Updated by Tom Clegg over 1 year ago
Turns out "cpuset" is not the best way to check # cpus available to a docker container. There's a "cpu.max" file that indicates fractional shares (like docker run --cpus=1.5
). AFAICT when docker doesn't limit cpu usage, that file says "max" instead of a number, and we just have to look at /proc/cpuinfo to determine how many CPUs the host has.
Updated test fixtures for debian11, debian12, ubuntu1804, ubuntu2004, ubuntu2204 accordingly, and added a debian10 test fixture obtained from the tordo compute image.
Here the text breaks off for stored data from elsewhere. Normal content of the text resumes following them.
PR #720, opened 2025-10-20
Issue 462/revisit service api (core) design in 0.3 milestone#4 state for http endpoints

soundofspace:
- Add state for `WebService` and `Router` by adding `IntoEndpointServiceWithState`. And providing this to our extractors
- Refactor FactoryTrait `EndpointServiceFn` with pattern T for any Function to use nested tuples so we have predictable signatures. Will add a paragraph to patterns chapter for this soon 
- Refactor `Arc<BoxService>` to `BoxService` since this is now uses `Arc` internally.
- Update examples to use this state

For separate PRs:
- Docs about pattern used in `EndpointServiceFn` to make predictable generics for function signatures
- State for service_fn. Once this is ready also I will expand the docs around state and explain all the different option for each place and the pros and cons

part of #462

### DIFF
--- a/rama-macros/src/from_ref_macro/mod.rs
+++ b/rama-macros/src/from_ref_macro/mod.rs
@@ -29,45 +29,11 @@ where
     match result {
         Ok(tokens) => {
             let tokens = (quote! { #tokens }).into();
-            if std::env::var_os("AXUM_MACROS_DEBUG").is_some() {
+            if std::env::var_os("RAMA_MACROS_DEBUG").is_some() {
                 eprintln!("{tokens}");
             }
             tokens
         }
         Err(err) => err.into_compile_error().into(),
     }
-}
-
-#[cfg(test)]
-fn run_ui_tests(directory: &str) {
-    #[rustversion::nightly]
-    fn go(directory: &str) {
-        let t = trybuild::TestCases::new();
-
-        if let Ok(mut path) = std::env::var("AXUM_TEST_ONLY") {
-            if let Some(path_without_prefix) = path.strip_prefix("axum-macros/") {
-                path = path_without_prefix.to_owned();
-            }
-
-            if !path.contains(&format!("/{directory}/")) {
-                return;
-            }
-
-            if path.contains("/fail/") {
-                t.compile_fail(path);
-            } else if path.contains("/pass/") {
-                t.pass(path);
-            } else {
-                panic!()
-            }
-        } else {
-            t.compile_fail(format!("tests/{directory}/fail/*.rs"));
-            t.pass(format!("tests/{directory}/pass/*.rs"));
-        }
-    }
-
-    #[rustversion::not(nightly)]
-    fn go(_directory: &str) {}
-
-    go(directory);
 }
--- a/rama-macros/src/from_ref_macro/from_ref.rs
+++ b/rama-macros/src/from_ref_macro/from_ref.rs
@@ -102,11 +102,6 @@ impl Combine for FieldAttrs {
     }
 }
 
-#[test]
-fn ui() {
-    super::run_ui_tests("from_ref");
-}
-
 fn support_root_ts() -> proc_macro2::TokenStream {
     // Prefer the umbrella crate
     if let Ok(found) = crate_name("rama") {


rama-http/src/service/web/endpoint/service.rs
```diff
@@ -3,34 +3,65 @@ use super::extract::{FromRequest, FromRequestContextRefPair};
 use crate::{Request, Response};
 use rama_utils::macros::all_the_tuples_no_last_special_case;
 
+#[derive(Clone, Debug)]
+pub struct State<S>(pub S);
```
soundofspace: We will have something very similar for service_fn, should we expose a different `State` there or should we move this wrapper struct into rama core and reuse it?

examples/http_anti_bot_infinite_resource.rs
```diff
@@ -183,20 +202,14 @@ where
...
             .peer_addr()
             .ip();
-        let block_list = stream
-            .extensions()
-            .get::<State>()
-            .unwrap()
-            .block_list
-            .lock()
-            .await;
+        let block_list = self.block_list.lock().await;
```
soundofspace, line 215: Having state in handlers for endpoints and the likes makes sense, but i believe for services it's mostly a bad pattern, so I refactored this example into what I consider better practice. Do you agree here? (We could also store state into IpService, but dont think we want extensions for this)

GlenDC: Good for me

rama-http/src/service/web/endpoint/service.rs
GlenDC: What does it (`State` wrapper)  do exactly?

soundofspace: To expose this in a function signature you need a wrapper to be able to recognize a parameter is state. Having the raw generic there is not possible so we wrap it with State<> instead. So the only goal is to expose it function signatures, nothing really else

GlenDC: And that's something we will also support for service_fn? If so, fine by me to move it there I guess

GlenDC (approved):
LGTM.

I'm ok with it being a separate PR if you want, but seems small enough that you might as well do it already. Now that you (re)introduce the FromRef capabilities you might as well also add the proc macro with the same macro to `rama-macros` and re-exported in same location as the trait (traits and proc macros live in separate layers and can share the same name, should you not know that yet).

It basically works like any other derive trait where it implements that for any property by implementing FromRef for each property, as you now are doing that anyway manually already in your PR's example updates, which seems a bit silly given how mechanical in nature it most of the times is.

examples/http_key_value_store.rs
```diff
@@ -84,9 +83,31 @@ use tracing_subscriber::layer::SubscriberExt;
...
+
+impl_deref!(Db: Arc<RwLock<HashMap<String, bytes::Bytes>>>);
+
+// AppState is cloneable so implement `FromRef<AppState>` (by deriving it) is enough. But here
+// we decided that our GlobalState will be `Arc<AppState>`. We do this so we can
+// add more fields to AppState but cloning it stays the same size. For this
+// specific use case this is way too overkill, but we do it do demonstrate that it's possible,
+// by manually implementing `FromRef`
+
+impl FromRef<Arc<AppState>> for Db {
```
GlenDC: Somehow It feels like a blanket impl for something like this should be possible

17244-cgroup2-cpu-max @ 2f77cdcb71af8a6d250397a808faf5eec665571a -- developer-run-tests: #3776
Updated by Tom Clegg over 1 year ago
Tested dev version on tordo:
2023-08-15T14:13:58.987090099Z crunch-run 2f77cdcb71af8a6d250397a808faf5eec665571a-dev (go1.20.6) started
2023-08-15T14:14:23.200104457Z notice: reading stats from /sys/fs/cgroup/system.slice/docker-9de9acef62437678862f920bb278af7d321b4ba47469bf02d55c1c95e0495481.scope/cpu.max 2023-08-15T14:14:23.200170743Z notice: reading stats from /sys/fs/cgroup/system.slice/docker-9de9acef62437678862f920bb278af7d321b4ba47469bf02d55c1c95e0495481.scope/cpu.stat 2023-08-15T14:14:23.202355561Z notice: reading stats from /sys/fs/cgroup/system.slice/docker-9de9acef62437678862f920bb278af7d321b4ba47469bf02d55c1c95e0495481.scope/io.stat 2023-08-15T14:14:23.203292975Z notice: reading stats from /sys/fs/cgroup/system.slice/docker-9de9acef62437678862f920bb278af7d321b4ba47469bf02d55c1c95e0495481.scope/memory.stat 2023-08-15T14:14:23.203535198Z notice: reading stats from /sys/fs/cgroup/system.slice/docker-9de9acef62437678862f920bb278af7d321b4ba47469bf02d55c1c95e0495481.scope/memory.current 2023-08-15T14:14:23.203568746Z notice: reading stats from /sys/fs/cgroup/system.slice/docker-9de9acef62437678862f920bb278af7d321b4ba47469bf02d55c1c95e0495481.scope/memory.swap.current 2023-08-15T14:14:23.203627404Z using /proc/3100/net/dev 2023-08-15T14:14:23.203633314Z notice: monitoring temp dir /tmp/crunch-run.tordo-dz642-5jhhvnoh4wnea5a.1554444433 2023-08-15T14:14:23.204016483Z mem 0 swap 0 pgmajfault 2613248 rss 2023-08-15T14:14:23.205581213Z cpu 0.0615 user 0.0081 sys 1.00 cpus 2023-08-15T14:14:23.205633511Z blkio:259:0 0 write 225280 read 2023-08-15T14:14:23.205639453Z blkio:259:4 0 write 1740800 read 2023-08-15T14:14:23.205642999Z blkio:254:0 0 write 1740800 read 2023-08-15T14:14:23.205674750Z net:eth0 0 tx 520 rx 2023-08-15T14:14:23.205689830Z statfs 198700032000 available 783351808 used 210237366272 total
Updated by Lucas Di Pentima over 1 year ago
Just one suggestion:
- If users could be relying on
crunchstat-summary
's report format, it would be convenient to make an upgrade note saying that the "cpu" category is not a integer number anymore.
Other than that, it LGTM.
Updated by Tom Clegg over 1 year ago
- % Done changed from 66 to 100
- Status changed from In Progress to Resolved
Applied in changeset arvados|489bd1e4d3c25fa6c3c0070bc2110932301a08d3.